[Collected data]
- - - -
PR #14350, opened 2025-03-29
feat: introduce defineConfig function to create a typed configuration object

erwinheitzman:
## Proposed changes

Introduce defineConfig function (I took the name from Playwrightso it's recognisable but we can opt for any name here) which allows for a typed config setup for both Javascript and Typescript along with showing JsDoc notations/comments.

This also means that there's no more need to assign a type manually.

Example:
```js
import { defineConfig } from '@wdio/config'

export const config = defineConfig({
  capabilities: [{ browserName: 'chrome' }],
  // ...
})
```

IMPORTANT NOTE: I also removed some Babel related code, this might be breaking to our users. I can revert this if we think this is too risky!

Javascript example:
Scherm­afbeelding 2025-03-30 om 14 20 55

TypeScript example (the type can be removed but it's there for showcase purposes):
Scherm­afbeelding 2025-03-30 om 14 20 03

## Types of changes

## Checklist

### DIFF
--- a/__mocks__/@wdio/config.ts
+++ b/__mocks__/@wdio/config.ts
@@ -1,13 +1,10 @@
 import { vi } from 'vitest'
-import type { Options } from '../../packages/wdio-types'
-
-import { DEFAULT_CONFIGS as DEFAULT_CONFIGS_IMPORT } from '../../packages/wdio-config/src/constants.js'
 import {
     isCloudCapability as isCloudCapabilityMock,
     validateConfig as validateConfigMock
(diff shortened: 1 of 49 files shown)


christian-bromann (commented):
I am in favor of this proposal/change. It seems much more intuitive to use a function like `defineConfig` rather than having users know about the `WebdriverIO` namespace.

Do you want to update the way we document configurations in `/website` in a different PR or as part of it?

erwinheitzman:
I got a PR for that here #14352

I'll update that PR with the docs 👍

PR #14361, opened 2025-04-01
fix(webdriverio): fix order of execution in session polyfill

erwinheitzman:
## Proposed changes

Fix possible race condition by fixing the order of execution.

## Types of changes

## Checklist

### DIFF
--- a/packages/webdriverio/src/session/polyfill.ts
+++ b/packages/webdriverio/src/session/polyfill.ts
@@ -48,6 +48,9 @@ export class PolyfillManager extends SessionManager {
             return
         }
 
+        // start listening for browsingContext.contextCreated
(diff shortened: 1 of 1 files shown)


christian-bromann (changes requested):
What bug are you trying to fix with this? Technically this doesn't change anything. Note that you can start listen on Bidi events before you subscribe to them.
- - - -
YOUR OBJECTIVE:
If a line in the records contains "update", report it.

TASK RESPONSE:
Do you want to update the way we document configurations in `/website` in a different PR or as part of it?
I'll update that PR with the docs 👍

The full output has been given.